On the other hand, the house was just a stone’s throw (well, a very impressive throw of a stone) from the end of the Orange Line, with easy access to the city where a lot of alive people were crowding together, as they do in cities. To have access to hordes of alive people via the subway and almost as many dead ones via my own two feet, including Eugene O’Neill and E. E. Cummings (not to mention the restauranteur Jacob Wirth), tells you just how versatile my living situation was.
If you must know, I had a girlfriend back in those days, as was expected of young men of my social stature and careful breeding, and it goes without saying that I had a very high level of emotional maturity, which required that I have an equally emotionally mature girlfriend. Sometimes, though, two emotionally mature adults cancel each other’s maturity out, and you end up with an emotionally exhausted couple who go dancing on graves.
Human beings have been dancing on graves ever since dancing and graves were invented. The caveman Oog is credited with dancing the first jig, which he did on the grave of his late rival Boog. But once people started freaking out about the possibility of ghosts, they stopped dancing on the graves of their dead rivals, lest they get visited by poltergeists in the middle of the night.
Which brings me to some dusky evening 25 or so years ago in the Forest Hills cemetery, when, during a tipsy group amble, my girlfriend dared me and others to dance on a grave. Which we did.
I don’t know whose grave I danced on, but suffice it to say that the person buried there was emotionally mature enough in the afterlife not to come to my apartment and rattle chains outside my bedroom door.

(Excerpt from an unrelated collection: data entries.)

PR #1697, opened 2019-06-04
Cross entropy benchmarking

XiaoMiQC:
Added experiment, test and example for doing cross entropy benchmarking on systems with >= 2 qubits.


cirq/experiments/cross_entropy_benchmarking.py
```diff
@@ -0,0 +1,347 @@
...
+from typing import List, Set, Tuple, Sequence, Dict, Any
+
+from matplotlib import pyplot as plt
+from cirq import devices, ops, circuits, sim
+
+
+class CrossEntropyResult:
+    """Results from a cross-entropy benchmarking (XEB) experiment."""
+
+    def __init__(self, num_cycle_range: Sequence[int],
```
Strilanc: Change this pair of vectors into a `Dict[int, float]`, or into a `Sequence[CrossEntropyPair]` where `CrossEntropyPair = NamedTuple(...)`.

cirq/experiments/cross_entropy_benchmarking.py
```diff
@@ -0,0 +1,347 @@
...
+        Args:
+            num_cycle_range: The different numbers of cycles (circuit depth) at
+                which the measurements were taken.
+            xeb_fidelities: The average XEB fidelity at each number of cycles.
+        """
+        self._num_cycles = num_cycle_range
+        self._xeb_fidelities = xeb_fidelities
+
+    @property
+    def data(self) -> Sequence[Tuple[int, float]]:
```
Strilanc: Give this tuple a name (`NamedTuple` from `typing`).

cirq/experiments/cross_entropy_benchmarking.py
```diff
@@ -0,0 +1,347 @@
...
+
+
+def cross_entropy_benchmarking(
+        sampler: sim.Sampler,
+        qubits: Sequence[devices.GridQubit],
+        two_qubit_gate: ops.gate_features.TwoQubitGate,
+        *,
+        num_circuits: int = 20,
+        repetitions: int = 1000,
+        num_cycle_range: Sequence[int] = range(2, 103, 10),
```
Strilanc: Rename to `cycles` or 'depths'; take `Union[int, Iterable[int]]` with both being flattened into a tuple of ints.

cirq/experiments/cross_entropy_benchmarking.py
```diff
@@ -0,0 +1,347 @@
...
+        interaction_sequence: List[Set[Tuple[devices.GridQubit,
```
Strilanc: This is a pretty cumbersome argument to specify. I'm not sure how to make it better.

The way you separate out the two qubit gate is perhaps not necessary. This argument could be a `List[Set[Operation]]` and it would work just as well but be more flexible.

cirq/experiments/cross_entropy_benchmarking.py
```diff
@@ -0,0 +1,347 @@
...
+                                             devices.GridQubit]]] = None,
+        use_tetrahedral_group: bool = False) -> CrossEntropyResult:
```
Strilanc: This should be replaced by a 'single qubit gates' argument.

cirq/experiments/cross_entropy_benchmarking.py
```diff
@@ -0,0 +1,347 @@
...
+    r"""Cross-entropy benchmarking (XEB) of multiple qubits.
+
+    A total of M random circuits are generated, each of which is made of N
+    cycles where N = max(num_cycle_range). Every cycle contains randomly
```
Strilanc: Doesn't `N` iterate over the cycles, instead of being the max?

cirq/experiments/cross_entropy_benchmarking.py
```diff
@@ -0,0 +1,347 @@
...
+    generated single-qubit gates applied to each qubit, followed by two-qubit
+    gate(s) applied to one or more pairs of qubits. For each given number of
+    cycles n in num_cycle_range, the experiment performs the following:
+
+    1) Measure the bit-string probabilities P^(meas, m)_|...00>,
+    P^(meas, m)_|...01>, P^(meas, m)_|...10>, P^(meas, m)_|...11>... at the
+    end of circuit_mn for all m, where circuit_mn is the first n cycles of
```
Strilanc: We don't actually need it for all `m`. That only makes sense for small circuits where you can get enough samples to expect to estimate all the probabilities. In practice you may not even see some of the samples.

In fact, in some XEB-like tests (namely the HOG test; Heavy Output Generation), duplicate results are discarded to avoid the possibility of gaming the test. You don't want a broken machine that always returns 000000...0 to score highly because 000...0 happened to be above average.

cirq/experiments/cross_entropy_benchmarking.py
```diff
@@ -0,0 +1,347 @@
...
+
+    2) Theoretically compute the expected bit-string probabilities
+    P^(exp, m)_|...00>,  P^(exp, m)_|...01>, P^(exp, m)_|...10>,
+    P^(exp, m)_|...11>... at the end of circuit_mn for all m.
+
+    3) Collect all measured probabilities into a single vector P_meas and
+    normalize P_meas such it sums to 1.
+
+    4) Collect all expected probabilities into a single vector P_exp. Set any
+    probabilities <1e-22 to 1e-22 to avoid singularities in log P_exp. Then
```
Strilanc: This is equivalent to omitting values that you didn't sample.

Equivalently, you could think of it as using Laplace's rule of succession. In the binary case your estimated probability is never 0/N, it's at least 1/(N+1).

cirq/experiments/cross_entropy_benchmarking.py
```diff
@@ -0,0 +1,347 @@
...
+
+    5) Calculate the "XEB fidelity" at this given circuit depth using the
+    following expressions:
+
+    s_incoherent = -np.sum(P_uniform * np.log(P_exp))
+    s_expected = -np.sum(P_exp * np.log(P_exp))
+    s_meas = -np.sum(P_meas * np.log(P_exp))
+    fidelity = (s_incoherent - s_meas) / (s_incoherent - s_expected)
+
+    where P_uniform = 1/(M * 2 ** num_qubits) is a constant probability
```
Strilanc: Why is M in this equation?

cirq/experiments/cross_entropy_benchmarking.py
```diff
@@ -0,0 +1,347 @@
...
+    expected from a uniform distribution, with num_qubits being the total
+    number of qubits.
+
+
+    Args:
+        sampler: The quantum engine or simulator to run the circuits.
+        qubits: The grid qubits included in the XEB experiment.
```
Strilanc: Do they have to be grid qubits?

cirq/experiments/cross_entropy_benchmarking.py
```diff
@@ -0,0 +1,347 @@
...
+    single_q_layers = []  # type: List[List[ops.OP_TREE]]
+    for i in range(num_layers):
+        rots_i = []  # type: List[ops.OP_TREE]
+        for j in range(num_qubits):
+            rots_i.extend([rot(qubits[j]) for rot in rot_ops[rand_nums[j, i]]])
+        single_q_layers.append(rots_i)
+    return single_q_layers
+
+
+def _interaction_sequence(qubits: Sequence[devices.GridQubit]
```
Strilanc: Rename to `_default_interaction_sequence`

cirq/experiments/cross_entropy_benchmarking.py
```diff
@@ -0,0 +1,347 @@
...
+    # probabilities obtained from a single trial.
+    probs_meas = {n: np.zeros((num_circuits, 2 ** num_qubits)) for n in
+                  num_cycle_range}
+    probs_exp = {n: np.zeros((num_circuits, 2 ** num_qubits)) for n in
+                 num_cycle_range}
+
+    for k in range(num_circuits):
+
+        # Generates one random XEB circuit with max(num_cycle_range) cycles.
+        # Then the first n cycles of the circuit are taken to generate
```
Strilanc: Is this safe to do? It doesn't introduce bad correlations into the results?

cirq/experiments/cross_entropy_benchmarking.py
XiaoMiQC: Done. Changed to a sequence of NamedTuples.

cirq/experiments/cross_entropy_benchmarking.py
XiaoMiQC: Done.

cirq/experiments/cross_entropy_benchmarking.py
XiaoMiQC: Done.

cirq/experiments/cross_entropy_benchmarking.py
XiaoMiQC: You are right. This is now corrected.

cirq/experiments/cross_entropy_benchmarking.py
XiaoMiQC: This is now modified as suggested. The user would specify a list of sets of operations to be interleaved with the single-qubit gates. They can also specify nothing, in which case the circuits would just be single-qubit gates.

cirq/experiments/cross_entropy_benchmarking.py
XiaoMiQC: Done. Now, instead of specify a tetrahedral group, the user can choose to specify any arbitrary list of single-qubit gates to randomly choose from.

cirq/experiments/cross_entropy_benchmarking.py
XiaoMiQC: Since we now allow the user to specify the interleaved operations, indeed these qubits do not need to be grid qubits. I have modified the type hints to be `Qid` instead.

cirq/experiments/cross_entropy_benchmarking.py
XiaoMiQC: Done.

cirq/experiments/cross_entropy_benchmarking.py
XiaoMiQC: This is what we do in experiment: use the first x cycles of a long circuit as short circuits. This gives the same fitted Pauli error rate as the case where all circuits are randomly chosen.

cirq/experiments/cross_entropy_benchmarking.py
XiaoMiQC: Great point! I have modified the doc-string to indicate that bit-strings not seen in experiment do not factor into the estimation for `s_meas`. I think no modification of the code is necessary (correct me if I'm wrong here), since p_meas for those bit-strings are 0 (therefore gives 0 in the summation anyways).

cirq/experiments/cross_entropy_benchmarking.py
XiaoMiQC: `P_exp` actually refers to the "expected" or theoretically computed probabilities here (`P_meas` is the experimental probability). I think setting `P_exp` to some arbitrarily small value is mostly to avoid the log throwing an error. We could have set it to 1e-25 or 1e-20 or any other really small number without affecting the value of the XEB fidelity.

cirq/experiments/cross_entropy_benchmarking.py
XiaoMiQC: M is here because the vectors `P_exp`, `P_meas` and `P_uniform` include bit-string probabilities from all M random circuits, so to normalize each of them there is an additional division by M. I clarified this by including sentences in the doc-string stating this additional normalization.

cirq/experiments/cross_entropy_benchmarking.py
```diff
@@ -0,0 +1,363 @@
...
+from cirq import devices, ops, circuits, sim
+
+CrossEntropyPair = NamedTuple('CrossEntropyPair', [('num_cycle', int),
+                                                   ('xeb_fidelity', float)])
+
+
+class CrossEntropyResult:
+    """Results from a cross-entropy benchmarking (XEB) experiment."""
+
+    def __init__(self, cross_entropy_pair: Sequence[CrossEntropyPair]):
```
Strilanc: pairs

cirq/experiments/cross_entropy_benchmarking.py
```diff
@@ -0,0 +1,363 @@
...
+        """
+        Args:
+            cross_entropy_pair: A sequence of NamedTuples, each of which
+                contains two fields: num_cycle which returns the circuit
+                depth as the number of cycles and xeb_fidelity which returns
+                the XEB fidelity after the give cycle number.
```
Strilanc: given

cirq/experiments/cross_entropy_benchmarking.py
```diff
@@ -0,0 +1,363 @@
...
+        """
+        self._data = cross_entropy_pair
+
+    @property
+    def data(self) -> Sequence[CrossEntropyPair]:
+        """Returns a sequence of NamedTuples, each of which contains a cycle
```
Strilanc: Summary should be one line, then perhaps more details in a paragraph.

cirq/experiments/cross_entropy_benchmarking.py
```diff
@@ -0,0 +1,363 @@
...
+        number and the corresponding XEB fidelity.
+        """
+        return self._data
+
+    def plot(self, **plot_kwargs: Any) -> None:
+        """Plots the average XEB fidelity vs the number of cycles.
+
+        Args:
+            **plot_kwargs: Arguments to be passed to matplotlib.pyplot.plot.
```
Strilanc: Backticks (\`) around `matplotlib.pyplot.plot`

cirq/experiments/cross_entropy_benchmarking.py
```diff
@@ -0,0 +1,363 @@
...
+
+def cross_entropy_benchmarking(
+        sampler: sim.Sampler,
+        qubits: Sequence[ops.Qid],
+        *,
+        benchmark_ops: Sequence[Set[ops.OP_TREE]] = None,
+        num_circuits: int = 20,
+        repetitions: int = 1000,
+        cycles: Union[int, Iterable[int]] = range(2, 103, 10),
+        single_qubit_gates: List[List[ops.SingleQubitGate]] = None
```
Strilanc: It's not clear from the parameter name what the list nesting means. Make the name more descriptive.

cirq/experiments/cross_entropy_benchmarking.py
```diff
@@ -0,0 +1,363 @@
...
+    Each circuit (circuit_m) from the M random circuits is further used to
+    generate a set of circuits {circuit_mn}, where circuit_mn is built from the
+    first n cycles of circuit_m. n spans all the values in cycles.
+
+    For each value n in cycles, the experiment performs the following:
+
+    1) Experimentally estimate the bit-string probabilities P^(meas, m)_|...00>,
+    P^(meas, m)_|...01>, P^(meas, m)_|...10>, P^(meas, m)_|...11>... at the
+    end of circuit_mn for all m. This is done by taking a total of R
+    projective measurements for each circuit_mn, histogram the collected
```
Strilanc: Is histogram a verb? You might mean binning.

cirq/experiments/cross_entropy_benchmarking.py
```diff
@@ -0,0 +1,363 @@
...
+    2) Theoretically compute the expected bit-string probabilities
+    P^(exp, m)_|...00>,  P^(exp, m)_|...01>, P^(exp, m)_|...10>,
+    P^(exp, m)_|...11>... at the end of circuit_mn for all m and for all
+    possible bit-strings of the Hilbert space.
+
+    3) Collect measured probabilities of all M circuits into a single vector
+    P_meas and normalize P_meas by M such it sums to 1.
+
+    4) Collect all expected probabilities into a single vector P_exp. Set any
+    probabilities <1e-22 to 1e-22 to avoid singularities in log P_exp. Then
```
Strilanc: `>` -> `less than`

cirq/experiments/cross_entropy_benchmarking.py
Strilanc: Could you double-check with Sergio whether we still compute the logarithms of the probabilities? If we didn't, this would be an unnecessary value.

I don't like setting an arbitrary threshold like this in a statistical computation. If we're going to omit samples that didn't occur, we should just omit samples that didn't occur instead of doing it in a roundabout way.

cirq/experiments/cross_entropy_benchmarking.py
```diff
@@ -0,0 +1,363 @@
...
+        num_d = len(benchmark_ops)
+    else:
+        num_d = 0
+    max_cycles = max(cycles)
+
+    if single_qubit_gates is None:
+        single_rots = _random_half_rotations(qubits, max_cycles)
+    else:
+        single_rots = _random_any_gates(qubits, single_qubit_gates, max_cycles)
+    all_circuits = []  # type: List[circuits.Circuit]
```
Strilanc: As of recently can write `all_circuits: List[circuits.Circuits] = []`.

cirq/experiments/cross_entropy_benchmarking.py
```diff
@@ -0,0 +1,363 @@
...
+    for num_cycles in cycles:
+        circuit_exp = circuits.Circuit()
+        for i in range(num_cycles):
+            circuit_exp.append(single_rots[i])
+            if num_d > 0:
+                for op_set in benchmark_ops[i % num_d]:
+                    circuit_exp.append(op_set)
```
Strilanc: We should probably wrap these in an `ops.Moment` so that they don't get moved around. We want to exert control over the layout for XEB.

cirq/experiments/cross_entropy_benchmarking.py
```diff
@@ -0,0 +1,363 @@
...
+    return all_circuits
+
+
+def _measure_prob_distribution(sampler: sim.Sampler, repetitions: int,
+                               qubits: Sequence[ops.Qid],
+                               circuit_list: List[circuits.Circuit]
+                               ) -> List[np.ndarray]:
+    all_probs = []  # type: List[np.ndarray]
+    num_states = 2 ** len(qubits)
+    for circuit_i in circuit_list:
```
Strilanc: What's the `_i` for? There's no variable `i` here.

cirq/experiments/cross_entropy_benchmarking.py
```diff
@@ -0,0 +1,363 @@
...
+        for k, v in res_hist.items():
+            probs[k] = float(v) / float(repetitions)
+        all_probs.append(probs)
+    return all_probs
+
+
+def _xeb_fidelities(ideal_probs: Dict[int, np.ndarray],
+                    actual_probs: Dict[int, np.ndarray]) -> List[float]:
+    num_cycles = sorted(list(ideal_probs.keys()))
+    xeb_fidelity = []  # type: List[float]
```
Strilanc: This can be replaced by a simple list comprehension.

examples/cross_entropy_benchmarking_example.py
```diff
@@ -0,0 +1,31 @@
+import cirq
+
+
+def main():
+    # The device to run the experiment.
```
Strilanc: sampler, not device

cirq/experiments/cross_entropy_benchmarking.py
XiaoMiQC: Done. Renamed to `cross_entropy_pairs`

cirq/experiments/cross_entropy_benchmarking.py
XiaoMiQC: Done. Corrected.

cirq/experiments/cross_entropy_benchmarking.py
XiaoMiQC: Done.

cirq/experiments/cross_entropy_benchmarking.py
XiaoMiQC: Done.

cirq/experiments/cross_entropy_benchmarking.py
XiaoMiQC: How does `scrambling_gates_per_cycle` sound? It's been changed to that.

cirq/experiments/cross_entropy_benchmarking.py
XiaoMiQC: Yes I meant binning. Changed the verb here.

cirq/experiments/cross_entropy_benchmarking.py
XiaoMiQC: Done.

cirq/experiments/cross_entropy_benchmarking.py
XiaoMiQC: I have changed the XEB function to the linear version, which circumvents the issue of artificially clipping the probabilities to some small value. The code and doc-strings have all been modified to reflect this.

cirq/experiments/cross_entropy_benchmarking.py
XiaoMiQC: Great suggestion. All of the two-qubit ops are specified as `ops.Moment` now.

cirq/experiments/cross_entropy_benchmarking.py
Strilanc: It's not corrected.

cirq/experiments/cross_entropy_benchmarking.py
Strilanc: I think you may have not pushed your changes before saying done.

cirq/experiments/cross_entropy_benchmarking.py
```diff
@@ -0,0 +1,363 @@
...
+            second cycle, CZ between q0 and q1 and CZ between q2 and q3 for
+            the third cycle and so on. If None, the circuits will consist only
+            of single-qubit gates.
+        num_circuits: The total number of random circuits to be used.
+        repetitions: The number of measurements for each circuit to estimate
+            the bit-string probabilities.
+        cycles: The different numbers of circuit layers in the XEB study.
+            Could be a single or a collection of values.
+        single_qubit_gates: If None (by default), the single-qubit
+            gates are chosen from X/2 (\pi/2 rotation around the X axis),
```
Strilanc: Use unicode character for pi, or use $ around latex.

cirq/experiments/cross_entropy_benchmarking.py
XiaoMiQC: Yes, still working on your last few comments. Will push the changes in a couple of hours.

cirq/experiments/cross_entropy_benchmarking.py
XiaoMiQC: Renamed to `circuit`.

cirq/experiments/cross_entropy_benchmarking.py
XiaoMiQC: Yes, changed the code here and now it is shorter.

examples/cross_entropy_benchmarking_example.py
XiaoMiQC: Corrected.

cirq/experiments/cross_entropy_benchmarking.py
XiaoMiQC: Done.

cirq/experiments/cross_entropy_benchmarking.py
```diff
@@ -0,0 +1,374 @@
...
+            Y/2 ($\pi/2$ rotation around the Y axis) and (X + Y)/2 ($\pi/2$
+            rotation around an axis $\pi/4$ away from the X on the equator of
+            the Bloch sphere). Otherwise the single-qubit gates for each layer
+            are chosen from a list of possible choices (each choice is a list
+            of one or more single-qubit gates).
+
+    Returns:
+        A CrossEntropyResult object that stores and plots the result.
+    """
+    simulator = sim.Simulator()
```
dabacon: probably a simulator should be passed as a parameter and it defaults to this one.  That way you can override with a custom simulator.

XiaoMiQC: Thanks for the suggestion. It's done.

XiaoMiQC:
Problem with CLA. Close and reopen this PR.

A good friend of mine invited me to his family’s house one weekend back in college. They lived in coastal Connecticut in a beautiful old house with something like 8 bedrooms. My friend and his family were gracious hosts and people who were easy to like and feel comfortable with. My buddy had told me lots of interesting and funny stories about his family; one tale I vividly remember him telling me was that his mother had attended school with a woman named “Ophelia Dickey.” It’s incredibly juvenile to be amused by names that play on parts of the anatomy, but I still giggle when I encounter a moniker like Dick Swett or Holger Wank. Or, needless to say, Ophelia Dickey.
Anyway, the whole family was at my friend’s that weekend – my friend’s older sister and her husband, his twin brother – and we had a nice meal one night at the big dining room table. This seemed like a perfectly reasonable time for me to say to his mom, out of the blue, “I’m told you went to school with someone named ‘Ophelia Dickey.’”
“What? No I didn’t,” she replied, somewhat aghast and completely broadsided by this odd comment from me.
It’s not clear where my friend had gotten the idea that his mom had a classmate named Ophelia Dickey. In any event, whenever I encounter a funny name like “Dick Harden,” I’m transported back to that evening, recalling how stupid it was for me to mention to his mother, at dinner, in front of the whole family, that I’d heard she had gone to school with Ophelia Dickey.